# Изыкаться



## hirohisayama

Изыкался весь


Hello Everyone,


I have a great problem with an expression "Изыкался весь" from Akunin's Azazel(Chapter 12), since I am a beginning Russian reader.  I cannot look up in all of my dictionaries  an infitive form of this verb and am at a loss, making neither head nor tail!  Also I am not sure of the use of "весь":


 Ты плащ-то накинь и на, из фляги хлебни. Изыкался весь.


Could you show me the infinitive form of the verb, and explain the expression to me?


Thank you.  
                Hirohisayama


----------



## Soroka

"*Из-**(изо-*, *изъ-*, *ис-*). Образует глаголы со значением предельной полноты, исчерпанности действия: _избить_ (сильно побить), _исписать_ (весь карандаш). В некоторых случаях глаголы с _из-_ (_ис-_) приобретают лишь грамматическое значение совершенного вида: _печь — испечь_, _пугать — испугать_, _тратить — истратить_."

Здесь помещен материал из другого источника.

PR #33748, opened 2024-10-09
clippy: Add safety documentation and clean up unsafe methods

mrobinson:
This change:

1. Adds safety documentation where it was missing.
2. Limits the scope of unsafe code in some cases to where it is actually
   unsafe.
3. Converts some free functions to associated functions and methods,
   thereby making them more likely to be called safely.

---

- [x] These changes do not require tests because it should not change behavior.

### DIFF
--- a/components/script/layout_dom/node.rs
+++ b/components/script/layout_dom/node.rs
@@ -76,6 +76,11 @@ impl<'dom> ServoLayoutNode<'dom> {
         ServoLayoutNode { node: n }
     }
 
+    /// Create a new [`ServoLayoutNode`] for this given [`TrustedNodeAddress`].
+    ///
+    /// # Safety
+    ///
+    /// The address pointed to by `address` should point to a valid node in memory.
     pub unsafe fn new(address: &TrustedNodeAddress) -> Self {
         ServoLayoutNode::from_layout_js(LayoutDom::from_trusted_node_address(*address))
     }
--- a/components/script/script_runtime.rs
+++ b/components/script/script_runtime.rs
@@ -448,6 +448,258 @@ pub struct Runtime {
 }
 
 impl Runtime {
+    /// Create a new runtime, optionally with the given [`NetworkingTaskSource`].
+    ///
+    /// # Safety
+    ///
+    /// If panicking does not abort the program, any threads with child runtimes will continue
+    /// executing after the thread with the parent runtime panics, but they will be in an
+    /// invalid and undefined state.
+    ///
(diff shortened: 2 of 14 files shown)


components/script/script_runtime.rs
```diff
@@ -447,6 +447,260 @@ pub struct Runtime {
...
+    ///
+    /// If panicking does not abort the program, any threads with child runtimes will continue
+    /// executing after the thread with the parent runtime panics, but they will be in an
+    /// invalid and undefined state.
+    ///
+    /// This, like many calls to SpiderMoney API, is unsafe.
+    #[allow(unsafe_code)]
+    pub(crate) fn new(networking_task_source: Option<NetworkingTaskSource>) -> Runtime {
+        unsafe { Self::new_with_parent(None, networking_task_source) }
+    }
```
sagudev, line 463: safety section on safe fn, should this fn be marked as unsafe?

sagudev (approved):

components/script/script_runtime.rs
mrobinson: Sometimes we put a safety section on functions that are marked safe when there are extra conditions, but do not require unsafe code blocks. I think it's just sort of a "nice to know" thing.

components/script/layout_dom/node.rs
```diff
@@ -76,6 +76,11 @@ impl<'dom> ServoLayoutNode<'dom> {
         ServoLayoutNode { node: n }
     }
 
+    /// Create a new [`ServoLayoutNode`] for this given [`TrustedNodeAddress`].
+    ///
+    /// # Safety
+    ///
+    /// The address pointed to by `address` should point to a valid node in memory.
```
mukilan, line 83: This seems redundant given that the documenation for `TrustedNodeAddress` [claims that it represents a valid Node address](https://github.com/servo/servo/blob/c430645606396a300b57a4d9c909db959486ca4c/components/shared/script_layout/lib.rs#L141). Perhaps this is still needed since the field in TrustedNodeAddress is public, but I wonder if that should be made private?

Also, are there no other conditions that need to be highlighted in this safety section? As an example (I'm not really familiar with this code), is there anything to be said about whether or not the DOM node is already rooted?

mrobinson: Unfortunately, I don't think we can make those kind of guarantees as `TrustedNodeAddress` is sent over IPC channels. This is all very bad, of course, and we should remove `TrustedNodeAddress` entirely, but that's a much larger task.

PR #33749, opened 2024-10-09
Use `--break-system-packages` when running pip in the WPT export job

mrobinson:
This seems to be necessary now, in much the same way it is necessary on
a normal Ubuntu system. I'm not sure what changed that this is now
required.

---

- [x] These changes do not require tests because this just fixes a CI job.

### DIFF
--- a/.github/workflows/pull-request-wpt-export.yml
+++ b/.github/workflows/pull-request-wpt-export.yml
@@ -29,7 +29,7 @@ jobs:
           # See https://github.com/actions/checkout/issues/162.
           token: ${{ secrets.WPT_SYNC_TOKEN }}
       - name: Install requirements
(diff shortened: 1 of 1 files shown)


mrobinson:
Looks like this has broken because `ubuntu-latest` is now 24.04.

mukilan (approved):

Loirooriol:
Would `pip install --user` work? Might be a better option.

mrobinson:
> Would `pip install --user` work? Might be a better option.

I think either way should be fine. Changes made to the build bot aren't preserved between jobs, but maybe there are other benefits that I'm not thinking of?

Loirooriol:
It's just that `--user` sounds less scary.

PR #33751, opened 2024-10-09
Upgrade to `egui@0.29.1` and `winit@0.30.5`

Gae24:
This is the minimum amount of work necessary to upgrade to `egui@0.29.1`. Updating both `glow` and `winit` were required. Various deprecated `winit` methods are still used; the switch to the trait based API will be done in a followup PR. `egui-glow` has added a boolean on the `Painter` constructor to enable dithering, which for now is set to `false`. `epaint` has a new dependency `epaint_default_fonts` for the `default_fonts` feature.

---

- [X] These changes do not require tests because they do not change functionality.


servo-tidy.toml
```diff
@@ -52,9 +52,11 @@ packages = [
     "foreign-types",
     "foreign-types-shared",
     "metal",
-    "glow",
     "windows-core",
 
+    # wgpu-hal depends on 0.5.0
```
mrobinson, line 57:
```suggestion
    # wgpu-hal depends on 0.5.0.
```

ports/servoshell/desktop/minibrowser.rs
```diff
@@ -78,7 +78,7 @@ fn truncate_with_ellipsis(input: &str, max_length: usize) -> String {
 impl Minibrowser {
     pub fn new(
         rendering_context: &RenderingContext,
-        events_loop: &EventsLoop,
+        event_loop: &winit::event_loop::EventLoop<WakerEvent>,
```
mrobinson, line 81: It's a bit odd to only used a qualified use for one of these types, so I would also do the same for `EventLoop`.

```suggestion
        event_loop: &EventLoop<WakerEvent>,
```

ports/servoshell/desktop/headed_window.rs
```diff
@@ -72,15 +72,15 @@ impl Window {
         // #9996.
         let visible = opts.output_file.is_none() && !no_native_titlebar;
 
-        let window_builder = winit::window::WindowBuilder::new()
+        let window_attr = winit::window::Window::default_attributes()
```
mrobinson, line 75:
```suggestion
        let window_attributes = winit::window::Window::default_attributes()
```

ports/servoshell/desktop/events_loop.rs
```diff
@@ -62,7 +63,7 @@ impl EventsLoop {
         Ok(EventsLoop(if headless {
             EventLoop::Headless(Arc::new((Mutex::new(false), Condvar::new())))
         } else {
-            let mut event_loop_builder = winit::event_loop::EventLoopBuilder::with_user_event();
+            let mut event_loop_builder = winit::event_loop::EventLoop::with_user_event();
```
mrobinson, line 66: Can you also do a use `winit::event_loop::EventLoop` above and replace all the of the qualified usage in this file? It's odd to mix them. I know that the existing code does this, but we should start cleaning it up.

```suggestion
            let mut event_loop_builder = EventLoop::with_user_event();
```

mrobinson (changes requested):
Thank you! Looks good with a couple minor nits.

ports/servoshell/desktop/events_loop.rs
Gae24: I guess it was done because there's already the `EventLoop` enum in scope

mrobinson (approved):

Issue #33752, opened 2024-10-09
WPT-Exports fails on ubuntu-24.04


sagudev:
ubuntu-latest now points to `ubuntu-24.04`, that has newer python, that hates pip install:
> Run pip install -r servo/python/requirements.txt
>error: externally-managed-environment
>
>× This environment is externally managed
╰─> To install Python packages system-wide, try apt install
    python3-xyz, where xyz is the package you are trying to
    install.
>    
>    If you wish to install a non-Debian-packaged Python package,
    create a virtual environment using python3 -m venv path/to/venv.
    Then use path/to/venv/bin/python and path/to/venv/bin/pip. Make
    sure you have python3-full installed.
>    
>    If you wish to install a non-Debian packaged Python application,
    it may be easiest to use pipx install xyz, which will manage a
    virtual environment for you. Make sure you have pipx installed.
>    
>    See /usr/share/doc/python3.12/README.venv for more information.
>
> note: If you believe this is a mistake, please contact your Python installation or OS distribution provider. You can override this, at the risk of breaking your Python installation or OS, by passing --break-system-packages.
hint: See PEP 668 for the detailed specification.

example run: https://github.com/servo/servo/actions/runs/11252836534/job/31286826796#step:5:9

mukilan:
@mrobinson has an alternative fix for this https://github.com/servo/servo/pull/33749.

I'm also working on switching the lint job to 22.04.

sagudev:
> I'm also working on switching the lint job to 22.04.

We should hardcode  jobs to specific ubuntu versions, so there will be no more surprises anymore.

mukilan:
All our non-trivial jobs (build, docs, wpt)  already use `ubuntu-22.04`. Only the "glue" jobs like WPT export, creating Github releases etc use the "ubuntu-latest". I guess it shouldn't be a big risk if we stick with "ubuntu-latest" for the glue jobs.

PR #33753, opened 2024-10-09
Fix WPT-Export by using ubuntu-22.04 that has older python

sagudev:
temporary fix for https://github.com/servo/servo/issues/33752

I did not test changes.

---

- [x] These changes do not require tests because they are just CI


sagudev:
Whoops, I just noticed https://github.com/servo/servo/pull/33749 that has better fix.

Issue #476, opened 2022-06-01
Make e2e tests for unprivileged container builds


DrDaveD:
#475 needs e2e tests.

DrDaveD:
Add tests for all 3 new fakeroot modes, and also add a test for old mode "1b" which I define as a non-suid installation that uses `--fakeroot` with `/etc/sub[ug]id`.  I think the current e2e tests must not be testing that because on Ubuntu it requires the installation of the `uidmap` package which we were not requiring.  It is now required by #605.

Issue #412, opened 2022-05-02
Need e2e tests for new unprivileged functionality


DrDaveD:
Add e2e tests for mounting SIF files unprivileged added in #386 and for unprivileged persistent overlay and writable tmpfs added in #411.

PR #526, opened 2022-06-30
Generalize the --fakeroot option

### LINKED ISSUE #448: Add a pseudo-root mode with unprivileged --overlay and --writable-tmpfs
The `--overlay` and `--writable-tmpfs` run/shell/exec/instance options are supported in the main branch, but they're not very useful because the user has no permission to overwrite anything.  Add a mode that does the equivalent of
```
unshare -rm
mount --bind ~ ~root
```
It could be another option similar to `--fakeroot` but not the same, such as `--fakerroot` (just kidding) or `--pseudoroot`, or it could just be made the default for the `--overlay` and `--writable-tmpfs` options.

DrDaveD:
This PR makes the `--fakeroot` option more general in that if `/etc/subuid` and `/etc/subgid` have not been set up, it will try using a root-mapped unprivileged user namespace and/or the fakeroot command.  This is especially useful with `--overlay` and `--writable-tmpfs` options to action commands and with unprivileged builds.  The PR also then effectively makes `--fakeroot` the default for unprivileged builds, changing the existing functionality so that it will try using `/etc/sub[ug]id` before the other "fake" fake root options.

- Fixes #448

In addition, it fixes nested binds to work even if the source directory was different than the destination (since that was needed for nested fakeroot command) and changes the warning on >50 binds needed for underlay to info level (since there are now a bunch more info level messages and it made me think that that message should be at that level).

e2e tests will be added as part of #412 and #476.

### DIFF
--- a/cmd/internal/cli/build_linux.go
+++ b/cmd/internal/cli/build_linux.go
@@ -17,13 +17,13 @@ import (
 	osExec "os/exec"
 	"strconv"
 	"strings"
-	"syscall"
 
 	"github.com/apptainer/apptainer/internal/pkg/build"
 	"github.com/apptainer/apptainer/internal/pkg/cache"
+	"github.com/apptainer/apptainer/internal/pkg/fakeroot"
 	"github.com/apptainer/apptainer/internal/pkg/remote/endpoint"
 	fakerootConfig "github.com/apptainer/apptainer/internal/pkg/runtime/engine/fakeroot/config"
-	"github.com/apptainer/apptainer/internal/pkg/util/bin"
+	"github.com/apptainer/apptainer/internal/pkg/util/env"
 	"github.com/apptainer/apptainer/internal/pkg/util/fs"
 	"github.com/apptainer/apptainer/internal/pkg/util/interactive"
 	"github.com/apptainer/apptainer/internal/pkg/util/starter"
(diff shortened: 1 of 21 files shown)


cmd/internal/cli/build_linux.go
```diff
@@ -33,44 +33,69 @@ import (
...
+	uid := uint32(os.Getuid())
+	if uid != 0 && !fakeroot.IsUIDMapped(uid) {
+		sylog.Infof("User not listed in %v, trying root-mapped namespace", fakeroot.SubUIDFile)
+		os.Setenv("_APPTAINER_FAKEFAKEROOT", "1")
+		err = fakeroot.UnshareRootMapped(args)
+		if err == nil {
+			// All the work has been done by the child process
+			os.Exit(0)
+		}
+		sylog.Debugf("%v", err)
```
cclerget, line 82: Need some debug context

internal/pkg/runtime/engine/apptainer/container_linux.go
```diff
@@ -1739,6 +1746,17 @@ func (c *container) addUserbindsMount(system *mount.System) error {
 	defaultFlags := uintptr(syscall.MS_BIND | c.suidFlag | syscall.MS_NODEV | syscall.MS_REC)
 
 	for _, b := range c.engine.EngineConfig.GetBindPath() {
+		if strings.HasPrefix(b.Destination, "/.singularity.d/libs") {
```
cclerget, line 1749: please add a comment explaining context and why this is required

internal/pkg/security/seccomp/seccomp_supported.go
```diff
@@ -45,7 +45,7 @@ var scmpArchMap = map[specs.Arch]lseccomp.ScmpArch{
 }
 
 var scmpActionMap = map[specs.LinuxSeccompAction]lseccomp.ScmpAction{
-	specs.ActKill:  lseccomp.ActKill,
+	specs.ActKill:  lseccomp.ActKillThread,
```
cclerget, line 48: Hmm why ?

cmd/internal/cli/build_linux.go
cclerget: And shouldn't it be a call to `sylog.Fatal` at this point ?

cclerget (changes requested):

cmd/internal/cli/build_linux.go
DrDaveD: I thought the message from the child function would be sufficient, but I'll go ahead and add context.

It isn't fatal at this point because it hasn't yet tried the fakeroot command.  That happens later in runBuild(), and then if it hasn't yet become some kind of user id == 0 and fakeroot isn't found, at that point it fails.  The only weird thing about it was the message about --fix-perms comes before that check.  I'll put a comment here and move the message about fix-perms to after when fakeroot is found if uid != 0.

DrDaveD: Oh, but in testing it just now I realized that if UnshareRootmapped fails that also implies that a suid installation is needed in order to run a build, so I'll add a check for that there too, to fail earlier even before looking for the fakeroot command.

internal/pkg/security/seccomp/seccomp_supported.go
DrDaveD: Oh, otherwise I was getting a linting failure telling me to make this change because ActKill was deprecated.   I did hit it once in another context too.  I don't know why it isn't showing up on CI checks.  Probably this should be in a separate commit, maybe even a separate PR but I don't know that it's worth that.

internal/pkg/runtime/engine/apptainer/container_linux.go
DrDaveD: comment added

internal/pkg/security/seccomp/seccomp_supported.go
cclerget: Ok, yes that's fine in this PR

cclerget (approved):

http://polyidioms.narod.ru/index/glagolnye_pristavki/0-205


----------



## Rosett

Изыкался - see Икать. Tired up by икота (caused by cold temperatures, supposedly.)
"Весь" stands for the entire human body, whacked and exhausted by frequent hiccups (икота).


----------



## hirohisayama

Dear Soroka and Rosett

Thank you so much for your help and good answers!

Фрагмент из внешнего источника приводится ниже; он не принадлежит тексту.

PR #539, opened 2022-07-06
Use better messages for overlays when not root or in the suid flow

### LINKED ISSUE #446: An overlay parition in a SIF file confuses unprivileged --overlay
In the main branch which supports using the `--overlay` option unprivileged, if there's an [overlay partition in a SIF file](https://apptainer.org/docs/user/main/persistent_overlays.html#overlay-embedded-in-sif) it gets confused with an incomprehensible error message:
```
FATAL:   container creation failed: mount /proc/self/fd/3->/var/apptainer/mnt/session/overlay-images/0 error: while mounting image /proc/self/fd/3: squashfuse failed to mount /var/apptainer/mnt/session/overlay-images/0 in 2s
```
If such a partition exists, ignore it.

DrDaveD:
This ignores overlay partitions in SIF images when running unprivileged in order to avoid an incomprehensible error noted in #446.  It also gives a better error message when attempting to use --writable to use an overlay partition when unprivileged.   Builds on cases introduced in #411.

- FIxes #446

### DIFF
--- a/internal/pkg/runtime/engine/apptainer/container_linux.go
+++ b/internal/pkg/runtime/engine/apptainer/container_linux.go
@@ -973,6 +973,15 @@ func (c *container) addOverlayMount(system *mount.System) error {
 			return fmt.Errorf("while opening overlay image %s: %s", img.Path, err)
 		}
 		for _, overlay := range overlays {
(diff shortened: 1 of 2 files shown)


DrDaveD:
Superceded by #543

PR #542, opened 2022-07-07
Return helpful error message for unprivileged encrypted filesystem

### LINKED ISSUE #540: Attempting to use encrypted container with non-suid flow gives obscure error
An attempt to run an encrypted container with the `--passphrase` option when there is no suid available gives a non-helpful error:
```
FATAL:   container creation failed: mount /proc/self/fd/3->/var/apptainer/mnt/session/rootfs error: while mounting image /proc/self/fd/3: squashfuse failed to mount /var/apptainer/mnt/session/rootfs in 2s
```

Change that to indicate the suid flow is needed.

DrDaveD:
- Fixes #540


DrDaveD:
Superceded by #543

PR #549, opened 2022-07-18
Ignore new markdown lint error

DrDaveD:
This ignores a new markdown lint error seen during a CI test:
```
dist/debian/DEBIAN_PACKAGE.md:91:15 MD051/link-fragments Link fragments should be valid [Context: "[start from scratch](#Preparation)"]
```
The link works fine as far as I can tell and I don't know why it is complaining.


DrDaveD:
@edytuk found a better solution to this.

PR #552, opened 2022-07-19
Remove deprecated path configs & restrict paths only on binaries run with extra privileges

### LINKED ISSUE #493: Consider removing deprecated apptainer.conf "path" settings
Consider removing the deprecated apptainer.conf "path" settings in 1.1.0:
```
cryptsetup path
go path
ldconfig path
mksquashfs path
unsquashfs path
nvidia-container-cli path
```

DrDaveD:
- Fixes #493

### DIFF
--- a/internal/pkg/util/bin/bin.go
+++ b/internal/pkg/util/bin/bin.go
@@ -23,28 +23,54 @@ import (
 )
 
 // FindBin returns the path to the named binary, or an error if it is not found.
+// We don't list any default because we want a deliberate decision about whether
+// to use the SuidBinaryPath which is more restrictive when in the suid flow.
 func FindBin(name string) (path string, err error) {
 	switch name {
 	// Basic system executables that we assume are always on PATH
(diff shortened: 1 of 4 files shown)


internal/pkg/util/bin/bin.go
```diff
@@ -23,28 +23,54 @@ import (
...
+		"mkfs.ext3",
+		"mknod",
+		"mount",
+		"rm",
+		"true",
+		"uname":
+		return findOnPath(name, true)
+	// Executables that might be run privileged from the suid flow
+	// We must not search the user's PATH when in the suid flow with these
+	case "cryptsetup":
```
cclerget, line 43: Could be moved with others above

cclerget (approved):
LGTM, just a suggestion but feel free

internal/pkg/util/bin/bin.go
DrDaveD: Yes but I like it separate to emphasize its importance.

PR #560, opened 2022-07-22
Fix loop device creation with loop-control when running inside docker container

### LINKED ISSUE #548: Issue with loop device creation when using /dev/loop-control
With changes introduced by https://github.com/apptainer/apptainer/pull/323, apptainer is requesting to kernel to allocate/create a loop device without the need to call mknod if the loop device is missing in `/dev`.

A side effect was noticed when apptainer is running inside a docker container, apptainer detect the presence of `/dev/loop-control` but the loop device is not created inside the container `/dev`, it is created on host `/dev` as docker is not binding `/dev` but recreate it.

cclerget:

 - Fixes #548


DrDaveD (changes requested):
Looks good, but please add a corresponding CHANGELOG entry

DrDaveD (approved):

PR #561, opened 2022-07-22
Fix shell runscript generation

### LINKED ISSUE #559: Apptainer is generating invalid shell syntax for runscripts
### Version of Apptainer

main branch

### Expected behavior

Being able to run SIF image build with apptainer outside of apptainer.

### Actual behavior

Generated runscript may contain invalid shell syntax (empty if branch), the shell interpreter used by apptainer accept this syntax, but this is not the case with other shell.
The issue was introduced by #438 .

```
apptainer build /tmp/alpine.sif docker://alpine:3.11
apptainer exec /tmp/alpine.sif cat /.singularity.d/runscript
...
	# ENTRYPOINT and CMD - run ENTRYPOINT with CMD as default args
	# override with user provided args
	if [ $# -gt 0 ]; then
		
	else
		set -- '/bin/sh' "$@"

		
	fi
...
```

Invalid branch:
```
bash -c "if [ \$# -gt 0 ]; then else echo "test"; fi"
bash: -c: line 1: syntax error near unexpected token `else'
bash: -c: line 1: `if [ $# -gt 0 ]; then else echo test; fi'

bash -c "if [ \$# -gt 0 ]; then ; else echo "test"; fi"
bash: -c: line 1: syntax error near unexpected token `else'
bash: -c: line 1: `if [ $# -gt 0 ]; then else echo test; fi'
```

Valid branch:
```
bash -c "if [ \$# -gt 0 ]; then echo "test"; else echo "test"; fi"
test
```

source

cclerget:

 - Fixes #559

### DIFF
--- a/internal/pkg/build/sources/conveyorPacker_oci.go
+++ b/internal/pkg/build/sources/conveyorPacker_oci.go
@@ -54,29 +54,37 @@ const ociRunscript = `
 # not evaluate resolved CMD / ENTRYPOINT / ARGS through the shell, and
 # does not modify expected quoting behavior of args.
 if [ -n "$SINGULARITY_NO_EVAL" ]; then
-	# ENTRYPOINT only - run entrypoint plus args
-	if [ -z "$OCI_CMD" ] && [ -n "$OCI_ENTRYPOINT" ]; then
-		{{.PrependEntrypoint}}
-		exec "$@"
-	fi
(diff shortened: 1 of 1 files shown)


DrDaveD (approved):
Since this fixes a bug that hasn't been released, no CHANGELOG entry is needed.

I understand the meaning and form now!  I should study Russian harder from now on.

Hirohisayama


----------



## igusarov

hirohisayama said:


> Изыкался весь
> [...]
> I cannot look up in all of my dictionaries  an infitive form of this verb [...]


Hello Hirohisayama,
General rule is that if a prefix which ends with a consonant is appended to a word which starts with "и", then that "и" is changed to "ы".
So, if you see an unknown word where some familiar prefix is followed by "ы", then you have good chances of finding similar words in the dictionary if you just drop the prefix ans look up the root word as if it started with "и".


----------



## Enquiring Mind

> Also I am not sure of the use of "весь":


 You write that you are a beginner, hirohisayama, so just in case it's not obvious, весь here refers back to Ты, who is a man, and is the subject of the sentence, so it has to be весь. It has to agree in gender, case and number with the word it is referring to - весь (masculine nominative singular)/вся (feminine nominative singular)/всё (neuter nominative singular)

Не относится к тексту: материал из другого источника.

PR #575, opened 2022-07-29
Add confURL & include to Arch packer

vejnar:
Signed-off-by: vejnar <charles.vejnar@gmail.com>

Building an Arch-based container uses (i) the default Pacman configuration provided by Archlinux and (ii) install the `base` metapackage. This PR allows both of these options to be configured by user by adding the following parameters: 
* `confurl`. I added this new parameter name as none of the existing ones seemed to be appropriate.
* `include`. For building package for Archlinux, only `base-devel` (not `base`) is required. With this option, Apptainer will be usable to build proper package for Arch. I reused this parameter name as it was used in the same context of package installation.

Both parameters aren't mandatory and defaults are kept unchanged.

### DIFF
--- a/CHANGELOG.md
+++ b/CHANGELOG.md
@@ -146,6 +146,8 @@ For older changes see the [archived Singularity change log](https://github.com/a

In another example here from a play by Maxim Gorky (_Дети солнца_), the subject of the sentence is a young woman (девушка) who has completely tormented herself. She is the subject of the sentence (nominative), but obviously she is feminine so here you have to say вся (not весь). 
_​"*Антоновна*. Хохол. Где он?
__*Вагин*. Ушел домой…
*Антоновна*. Только и знает: придти, чаю попить да уйти… А девушка – истомилась вся… ночей не спит…"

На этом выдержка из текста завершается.